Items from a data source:

#####

PR #937, opened 2024-08-26
feat: improve RBAC generation for typeless dependents

metacosm:
- **refactor: merge rules as they are collected**
- **feat: throw an exception if class is not found in index**
- **fix: use plural form instead of wildcard, adapt tests**

### DIFF
--- a/annotations/src/main/java/io/quarkiverse/operatorsdk/annotations/RBACVerbs.java
+++ b/annotations/src/main/java/io/quarkiverse/operatorsdk/annotations/RBACVerbs.java
@@ -12,6 +12,7 @@ public class RBACVerbs {
     public static final String WATCH = "watch";
     public static final String DELETE = "delete";
     public static final String[] UPDATE_VERBS = new String[] { PATCH, UPDATE };
+    public static final String[] CREATE_VERBS = new String[] { CREATE, PATCH };
     public static final String[] READ_VERBS = new String[] { GET, LIST, WATCH };
     public static final String[] ALL_COMMON_VERBS;
 
--- a/annotations/src/main/java/io/quarkiverse/operatorsdk/annotations/RBACVerbs.java
+++ b/annotations/src/main/java/io/quarkiverse/operatorsdk/annotations/RBACVerbs.java
@@ -12,7 +12,6 @@ public class RBACVerbs {
     public static final String WATCH = "watch";
     public static final String DELETE = "delete";
     public static final String[] UPDATE_VERBS = new String[] { PATCH, UPDATE };
-    public static final String[] CREATE_VERBS = new String[] { CREATE, PATCH };
     public static final String[] READ_VERBS = new String[] { GET, LIST, WATCH };
     public static final String[] ALL_COMMON_VERBS;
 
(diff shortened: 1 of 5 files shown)


annotations/src/main/java/io/quarkiverse/operatorsdk/annotations/RBACVerbs.java
```diff
@@ -12,6 +12,7 @@ public class RBACVerbs {
     public static final String WATCH = "watch";
     public static final String DELETE = "delete";
     public static final String[] UPDATE_VERBS = new String[] { PATCH, UPDATE };
+    public static final String[] CREATE_VERBS = new String[] { CREATE, PATCH };
```
xstefank, line 15: PATCH should create if not exist? It just seems a little off to me.

core/deployment/src/main/java/io/quarkiverse/operatorsdk/deployment/AddClusterRolesDecorator.java
```diff
@@ -57,21 +66,40 @@ public void visit(KubernetesListBuilder list) {
...
 
-    @NotNull
+    private static void collectAndMergeIfNeededRulesFrom(Collection<PolicyRule> newRules,
+            Map<String, PolicyRule> existingRules) {
+        newRules.forEach(newPolicyRule -> {
+            final var key = getKeyFor(newPolicyRule);
+            existingRules.merge(key, newPolicyRule, (existing, npr) -> {
+                Set<String> verbs1 = new TreeSet<>(existing.getVerbs());
+                verbs1.addAll(npr.getVerbs());
+                existing.setVerbs(verbs1.stream().toList());
```
xstefank, line 92: maybe just `new ArrayList<>(verbs1)` or `List.of(verbs1)` would be better so we don't need to create stream

core/deployment/src/main/java/io/quarkiverse/operatorsdk/deployment/AddClusterRolesDecorator.java
```diff
@@ -81,42 +109,37 @@ private static Set<PolicyRule> getClusterRolePolicyRulesFromDependentResources(Q
...
-                            @SuppressWarnings("rawtypes")
-                            GenericKubernetesDependentResource genericKubernetesResource = (GenericKubernetesDependentResource) dependentResourceClass
-                                    .getConstructor().newInstance();
-                            resourceGroup = genericKubernetesResource.getGroupVersionKind().getGroup();
-                            resourcePlural = "*";
-                        }
+                        @SuppressWarnings({ "unchecked", "rawtypes" })
+                        final var genericKubernetesResource = Utils.instantiate(
+                                (Class<? extends GenericKubernetesDependentResource>) dependentResourceClass,
+                                GenericKubernetesDependentResource.class, "AddClusterRolesDecorator");
```
xstefank, line 119: constant? Not sure how much "AddClusterRoleDecorator" could change.

annotations/src/main/java/io/quarkiverse/operatorsdk/annotations/RBACVerbs.java
metacosm: I don't recall why we added patch there but I seem to recall it might be required when you use SSA.

metacosm: That said, you're right, PATCH should only be added if SSA is used.

xstefank (approved):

#####

**Exercise description**
Your response should be each line that includes the word "getVerbs", copied from the records.

**Response to this exercise**
+                Set<String> verbs1 = new TreeSet<>(existing.getVerbs());
+                verbs1.addAll(npr.getVerbs());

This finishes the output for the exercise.